Function SdiTest(LookIn As String) As String
  Dim temp As String
  Dim STA As Object
  temp = ""

  Set SDI = CreateObject("VBScript.RegExp")
  SDI.IgnoreCase = True
  SDI.Pattern = "sdi [1-9]*"
  SDI.Global = True

  If SDI.Test(LookIn) Then
    temp = SDI.Execute(LookIn)
  End If

  SdiTest = temp
End Function

If there is no sdi number it never enters the if statement and dutifully returns the empty string. If there is an sdi number I get #VALUE!

What am I missing?

Yes, VBScript is enabled. Additionally, I am finding it frustrating to use regex in VBA, and hard to find useful info online. Links to good online resources would be appreciated.

Thank you

1

1 Answers

80
votes

You need to access the matches in order to get at the SDI number. Here is a function that will do it (assuming there is only 1 SDI number per cell).
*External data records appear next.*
PR #487, opened 2019-07-30
Feature: FavoriteAdCell

bstien:
# Why?
We need a new cell type for our redesign. This will be used when listing favorited ads within a folder.

The icon for the "more" button is probably not the correct one, so I'll keep that in mind until Thuy is back from 🏖🍹

I'm not sure of the access level set on the design spec and won't post it here, so just ask if you want it🤓

# What?
- Added cell `FavoriteAdTableViewCell`.
- Make it possible to set a `RibbonView`'s style after creating it.
- Added demo + snapshot reference images.

# Show me
Screenshot 2019-07-30 at 14 04 38


Demo/Cells/FavoriteAdTableViewCell/FavoriteAdCellDemoView.swift
```diff
@@ -0,0 +1,185 @@
...
+    required init?(coder aDecoder: NSCoder) {
+        fatalError("init(coder:) has not been implemented")
+    }
+}
+
+// MARK: - UITableViewDelegate
+
+extension FavoriteAdCellDemoView: UITableViewDelegate {
+    func tableView(_ tableView: UITableView, willDisplay cell: UITableViewCell, forRowAt indexPath: IndexPath) {
+        let isLastCell = indexPath.row == (viewModels.count - 1)
```
robinsalehjan: Nice one 👍

Sources/Cells/FavoriteAdTableViewCell/FavoriteAdTableViewCell.swift
```diff
@@ -0,0 +1,197 @@
...
+        let button = UIButton(withAutoLayout: true)
+        let image = UIImage(named: .more).withRenderingMode(.alwaysTemplate)
+        button.setImage(image, for: .normal)
+        button.imageView?.contentMode = .scaleAspectFit
+        button.tintColor = .stone
+        button.addTarget(self, action: #selector(moreButtonTapped), for: .touchUpInside)
+        return button
+    }()
+
+    private lazy var statusRibbon: RibbonView = {
```
vadymmarkov: How about `statusRibbon = RibbonView(withAutoLayout: true)`?

bstien: I'll see if I can do that easily for `RibbonView`👍  I have to make some changes there for it to work

bstien:
We're also missing labels to display distance or last updated when sorting the list. These were not in the design, so I'll have to add them later.

bstien:
And I see now that we should probably expand the touch area for the more button. It's only 24x24pts

PR #488, opened 2019-07-30
Fix: FavoriteAdCell touch area for more button

bstien:
# Why?
As I mentioned in the last comment in #487 I noticed the touchable area for the more button was only 24x24pts.

I've set the content inset for the button and removed some constraint constants so we keep the spacing between elements as in the design spec. The touchable area is now 40x44pts.

# What?
- Change touchable area for button from 24x24pts to 40x44pts.

# Show me

| Before | After |
| --- | --- |
| Screenshot 2019-07-30 at 15 00 33 | Screenshot 2019-07-30 at 14 59 15 |


fespinoza:
the trial ends in 8 days! 😨

PR #493, opened 2019-08-02
Favorite folders: add refresh control

vadymmarkov:
# Why?

Because it should be possible to refresh data by user request.

# What?

- Add custom refresh control to the list of favorite folders
- Hide refresh control in the edit mode and during search
- Add new delegate method to call when refresh control begins refreshing

# Show me

refresh_control


bstien:
This wouldn't block any functionality when we present it within a `BottomSheet`, right?

vadymmarkov:
Refresh control starts refreshing on scroll within the table view, so I guess it shouldn't conflict with the bottom sheet.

For the regex, I used "sdi followed by a space and one or more numbers". You had "sdi followed by a space and zero or more numbers". You can simply change the + to * in my pattern to go back to what you had.

Function ExtractSDI(ByVal text As String) As String

Dim result As String
Dim allMatches As Object
Dim RE As Object
Set RE = CreateObject("vbscript.regexp")

RE.pattern = "(sdi \d+)"
RE.Global = True
RE.IgnoreCase = True
Set allMatches = RE.Execute(text)

If allMatches.count <> 0 Then
    result = allMatches.Item(0).submatches.Item(0)
End If

ExtractSDI = result

End Function

If a cell may have more than one SDI number you want to extract, here is my RegexExtract function. You can pass in a third paramter to seperate each match (like comma-seperate them), and you manually enter the pattern in the actual function call:

Ex) =RegexExtract(A1, "(sdi \d+)", ", ")

Here is:

Function RegexExtract(ByVal text As String, _
                      ByVal extract_what As String, _
                      Optional seperator As String = "") As String

Dim i As Long, j As Long
Dim result As String
Dim allMatches As Object
Dim RE As Object
Set RE = CreateObject("vbscript.regexp")

RE.pattern = extract_what
RE.Global = True
Set allMatches = RE.Execute(text)

For i = 0 To allMatches.count - 1
    For j = 0 To allMatches.Item(i).submatches.count - 1
        result = result & seperator & allMatches.Item(i).submatches.Item(j)
    Next
Next

If Len(result) <> 0 Then
    result = Right(result, Len(result) - Len(seperator))
End If

RegexExtract = result

End Function

*Please note that I have taken "RE.IgnoreCase = True" out of my RegexExtract, but you could add it back in, or even add it as an optional 4th parameter if you like.